[Saved data entries]
========================================

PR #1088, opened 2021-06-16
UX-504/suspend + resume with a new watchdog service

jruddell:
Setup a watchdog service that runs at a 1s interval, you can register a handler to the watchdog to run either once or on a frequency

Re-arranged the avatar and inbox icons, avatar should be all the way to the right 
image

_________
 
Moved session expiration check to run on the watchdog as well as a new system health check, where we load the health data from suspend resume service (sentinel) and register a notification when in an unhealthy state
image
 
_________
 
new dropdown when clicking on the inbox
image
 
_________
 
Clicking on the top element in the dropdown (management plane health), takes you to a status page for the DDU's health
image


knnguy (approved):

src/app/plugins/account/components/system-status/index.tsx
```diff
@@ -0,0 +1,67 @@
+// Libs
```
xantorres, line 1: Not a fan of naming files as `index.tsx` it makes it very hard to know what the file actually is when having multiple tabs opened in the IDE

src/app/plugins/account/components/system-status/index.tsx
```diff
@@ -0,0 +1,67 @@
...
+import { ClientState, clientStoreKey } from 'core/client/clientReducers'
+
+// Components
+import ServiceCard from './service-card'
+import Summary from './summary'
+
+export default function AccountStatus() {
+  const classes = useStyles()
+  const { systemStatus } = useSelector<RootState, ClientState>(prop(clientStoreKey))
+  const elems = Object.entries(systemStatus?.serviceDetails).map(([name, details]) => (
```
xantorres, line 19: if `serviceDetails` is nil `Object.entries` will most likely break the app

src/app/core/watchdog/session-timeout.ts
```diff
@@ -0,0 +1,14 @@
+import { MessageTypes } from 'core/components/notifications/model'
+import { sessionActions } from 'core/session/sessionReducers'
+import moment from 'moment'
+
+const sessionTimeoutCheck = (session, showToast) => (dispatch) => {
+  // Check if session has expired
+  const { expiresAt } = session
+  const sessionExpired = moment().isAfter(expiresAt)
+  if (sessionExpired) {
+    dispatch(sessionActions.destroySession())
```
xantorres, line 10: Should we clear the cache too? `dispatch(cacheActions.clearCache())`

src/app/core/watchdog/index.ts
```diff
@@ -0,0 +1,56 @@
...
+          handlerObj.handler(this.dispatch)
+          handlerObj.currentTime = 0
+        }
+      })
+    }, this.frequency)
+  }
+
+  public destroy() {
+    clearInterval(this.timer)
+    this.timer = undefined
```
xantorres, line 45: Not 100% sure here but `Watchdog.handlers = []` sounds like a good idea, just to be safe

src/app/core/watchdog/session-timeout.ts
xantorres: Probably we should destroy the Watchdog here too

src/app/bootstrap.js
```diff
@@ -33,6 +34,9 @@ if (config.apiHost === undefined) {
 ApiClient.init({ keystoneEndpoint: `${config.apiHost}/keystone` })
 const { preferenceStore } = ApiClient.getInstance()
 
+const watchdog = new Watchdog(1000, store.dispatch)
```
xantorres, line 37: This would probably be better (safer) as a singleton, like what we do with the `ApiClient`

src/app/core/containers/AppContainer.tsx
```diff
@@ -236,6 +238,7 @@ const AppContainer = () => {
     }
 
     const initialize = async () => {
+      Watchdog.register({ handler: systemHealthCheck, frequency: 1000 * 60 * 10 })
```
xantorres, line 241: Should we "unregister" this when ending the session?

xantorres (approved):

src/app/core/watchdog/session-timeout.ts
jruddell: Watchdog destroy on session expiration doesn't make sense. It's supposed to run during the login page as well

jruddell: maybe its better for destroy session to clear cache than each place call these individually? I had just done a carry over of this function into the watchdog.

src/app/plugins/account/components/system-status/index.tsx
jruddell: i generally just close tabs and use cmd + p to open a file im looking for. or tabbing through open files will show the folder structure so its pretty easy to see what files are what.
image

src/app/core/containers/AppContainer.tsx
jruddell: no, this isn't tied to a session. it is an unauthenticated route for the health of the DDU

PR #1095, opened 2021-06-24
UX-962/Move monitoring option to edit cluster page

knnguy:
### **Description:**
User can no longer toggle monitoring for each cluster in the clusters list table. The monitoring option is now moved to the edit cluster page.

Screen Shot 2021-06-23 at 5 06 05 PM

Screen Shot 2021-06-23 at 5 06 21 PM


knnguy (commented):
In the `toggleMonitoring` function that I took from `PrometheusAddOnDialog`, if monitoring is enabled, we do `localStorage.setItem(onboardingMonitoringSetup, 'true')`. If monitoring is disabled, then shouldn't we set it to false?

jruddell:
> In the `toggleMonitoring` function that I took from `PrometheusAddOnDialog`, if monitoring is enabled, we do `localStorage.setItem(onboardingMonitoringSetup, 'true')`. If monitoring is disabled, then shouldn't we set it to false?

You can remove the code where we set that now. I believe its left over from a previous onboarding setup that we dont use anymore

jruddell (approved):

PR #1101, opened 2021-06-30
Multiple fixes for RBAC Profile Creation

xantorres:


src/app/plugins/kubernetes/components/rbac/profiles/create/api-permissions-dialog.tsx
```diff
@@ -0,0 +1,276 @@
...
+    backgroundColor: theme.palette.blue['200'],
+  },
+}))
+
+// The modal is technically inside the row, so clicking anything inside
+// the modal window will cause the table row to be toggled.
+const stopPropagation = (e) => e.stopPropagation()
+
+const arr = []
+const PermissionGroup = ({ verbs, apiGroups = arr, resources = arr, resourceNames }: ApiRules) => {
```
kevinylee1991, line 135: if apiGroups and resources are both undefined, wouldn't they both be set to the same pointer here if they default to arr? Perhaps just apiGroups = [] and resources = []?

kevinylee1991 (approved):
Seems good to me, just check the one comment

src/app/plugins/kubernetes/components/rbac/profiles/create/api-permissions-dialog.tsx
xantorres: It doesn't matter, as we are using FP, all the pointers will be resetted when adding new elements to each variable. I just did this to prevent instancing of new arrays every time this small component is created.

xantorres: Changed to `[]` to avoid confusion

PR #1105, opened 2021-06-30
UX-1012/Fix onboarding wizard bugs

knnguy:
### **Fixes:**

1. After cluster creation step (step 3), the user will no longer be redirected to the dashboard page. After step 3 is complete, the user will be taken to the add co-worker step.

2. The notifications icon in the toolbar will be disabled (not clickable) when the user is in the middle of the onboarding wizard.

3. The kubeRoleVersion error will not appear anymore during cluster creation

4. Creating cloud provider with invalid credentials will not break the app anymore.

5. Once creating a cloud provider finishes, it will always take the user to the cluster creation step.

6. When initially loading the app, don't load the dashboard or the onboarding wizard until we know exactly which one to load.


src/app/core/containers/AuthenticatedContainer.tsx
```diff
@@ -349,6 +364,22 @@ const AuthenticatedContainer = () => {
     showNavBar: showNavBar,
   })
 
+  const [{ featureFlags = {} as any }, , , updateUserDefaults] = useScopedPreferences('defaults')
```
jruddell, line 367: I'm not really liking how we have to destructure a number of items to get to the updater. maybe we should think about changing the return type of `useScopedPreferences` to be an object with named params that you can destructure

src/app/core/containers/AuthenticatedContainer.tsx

========================================

* Instructions to follow
One number is the full answer: how many lines of the records include the string "undefined".

* Response below
3